John Hoyt's performance as self-seeking and cynical billionaire Sidney Stanton is the best in the movie. He doesn't overplay the part, but mixes the right proportion of facial gestures and acidic voice inflection to give his wheelchair-bound character a completely believable profile. He is the real star of the movie. The other performances are adequate, but lack the depth of Hoyt's. The movie could have used another thirty minutes to fully develop both the storyline and the other characters because a theme like this needs two hours or so to fulfill itself.

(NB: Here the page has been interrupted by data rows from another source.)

Issue #2280, opened 2020-06-22
3.2 release candidates discussion


nicm:
### Ask or discuss any quick questions here about 3.2 release candidates only please.

Bug reports please open a new issue with full information, see [CONTRIBUTING](https://github.com/tmux/tmux/blob/master/.github/CONTRIBUTING.md).

3.2-rc is a release candidate for 3.2.

**[The CHANGES file is here](https://raw.githubusercontent.com/tmux/tmux/3.2/CHANGES).**

---

There will be a **lot** of changes in this release, these are the most notable, for more see the CHANGES file:

- How data is sent to control mode clients has been completely revamped to both be more fair with multiple panes and to prevent huge amounts of data being backed up; this feature is used by default when tmux is attached with the latest iTerm2 nightly builds.

- Configuration file parsing has changed slightly: the contents of the new {} syntax introduced in 3.1 must now be valid tmux command syntax; and to allow formats to be annotated, strings given with quotes may now contain newlines (leading spaces and comments are stripped).

- A new customize mode available with `C-b C` (`C-b S-c`) which allows options and key bindings to be browsed and changed interactively.

- Support for extended keys offered by some terminals (xterm, mintty, iTerm2), see https://github.com/tmux/tmux/wiki/Modifier-Keys#extended-keys.

- A `pane-border-lines` option to change the characters used to draw the pane border separators.

- How UTF-8 data is stored has been rewritten to reduce memory use for characters in the BMP.

- The message log (`C-b ~`) has been changed to be per server instead of per client and to have some useful content.

- Client flags have been extended (`refresh-client -F` becomes `-f` and also added for `attach-session` and `new-session`), and a `read-only` flag added (same as `-r` to `attach-session`).

- A new `active-pane` client flag that if given allows a client to have its own active pane for each window rather than being tied to the server's active pane.

- Improved `command-prompt` completion including showing a menu of completions.

- All style options can now be formats, for example the default `pane-active-border-style` now changes colour depending on `pane_in_mode` and `synchronize-panes`.

- Search match count has come back in copy mode, as well as performance improvements and additional styles for marking of search terms.

- Try `$XDG_CONFIG_HOME/tmux/tmux.conf` as well as `~/.config/tmux/tmux.conf`.

- Window and pane hooks such as `window-layout-changed` and `pane-exited` are now window or pane options instead of session options.

[...]

PR #2561, opened 2021-02-08
add pipe, pipe-no-clear and pipe-and-cancel commands

laktak:
As suggested in #2280 ;-)

Please let me know if this is what you had in mind.


nicm:
Looks good, but if it is not creating a buffer then it doesn't need the prefix argument?

laktak:
Right, I removed the prefix.

nicm:
Great stuff, applied to OpenBSD now, will be in GitHub later. Thanks!

PR #2571, opened 2021-02-16
chore: define default terminal capabilities overrides

HallexCosta:
- [x] Setting default terminal overrides not to break when showing true colors in tmux.

## TMUX Version: Pre-release (3.2-rc3)

**Broken colors**
GIF 15-02-2021 23-55-43

**True colors**
GIF 15-02-2021 23-22-38

**Tmux with neovim**
GIF 15-02-2021 22-10-18

> P.S.: My tmux does not work the configuration file (~/ .tmux.config), I am not aware of the reason for the problem, it simply ignores this file, I cannot set override settings in the terminal or configure keybinds.

**.tmux.config**
```bash
# (~/.tmux.config)

set-option -ga terminal-overrides ",xterm-360color:Tc"

bind-key r source-file ~/.tmux.config \; display-message "~/.tmux.config reloaded"
```

### DIFF
--- a/options-table.c
+++ b/options-table.c
@@ -305,7 +305,7 @@ const struct options_table_entry options_table[] = {
 	  .type = OPTIONS_TABLE_STRING,
 	  .scope = OPTIONS_TABLE_SERVER,
 	  .flags = OPTIONS_TABLE_IS_ARRAY,
-	  .default_str = "",
+	  .default_str = ",xterm-256color:Tc",
 	  .separator = ",",
 	  .text = "List of terminal capabilities overrides."
 	},


nicm:
No. There is no guarantee that terminals which use `xterm-256color` have RGB colours. Configure this in `~/.tmux.conf` using `terminal-overrides` or `terminal-features`.

HallexCosta:
I tried to use the .tmux.config configuration file, but I can't get the terminal settings and keybinds to work, I don't know if using WSL gets in the way of reading the file, the only way it worked for me was this.

>System:
WSL version: 1.0
WSL Kernel: Ubuntu 18.04 LTS
Tmux: 3.2-rc3 
Neovim: 0.4.4

P.S.: Tested in the tmux version ( 2.6,  3.1b, 3.1c ), but I was also not successful.

nicm:
The file is called .tmux.conf not .tmux.config.

HallexCosta:
> The file is called .tmux.conf not .tmux.config.

**Solved!**
Lack of attention mine, sorry my english not very god.

PR #2573, opened 2021-02-18
Fix chdir warnings during compile

ericcurtin:
It's about an ignored return value, log errno if chdir fails

### DIFF
--- a/job.c
+++ b/job.c
@@ -113,8 +113,11 @@ job_run(const char *cmd, struct session *s, const char *cwd,
 		sigprocmask(SIG_SETMASK, &oldset, NULL);
 
 		if (cwd == NULL || chdir(cwd) != 0) {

Many have criticized the Disney-like final scene as the survivors of Earth's end walk onto the soil of the new world Zyra. To be fair to Pal, the production was rushed at the end to meet budget costs and what was put forward was the best that could be done in a limited time. Pal also intended to film a sequel "After Worlds Collide", in line with what the book had, to continue the story. Unfortunately, Paramount Pictures scotched that, and no sequel was ever made. Pal carried that disappointment to his grave.
I'd like to see "When Worlds Collide" made into a movie again. Despite "Deep Impact" and other movies like it, "When Worlds Collide" stands as the ultimate disaster movie, and with today's technology, a much better version than George Pal's could be made. A sequel should also be done as was the case with the original book to bring the story to a logical conclusion. For now, however, all we have is the 1951 film, and it still holds up well and will reward viewers who appreciate thrilling adventure.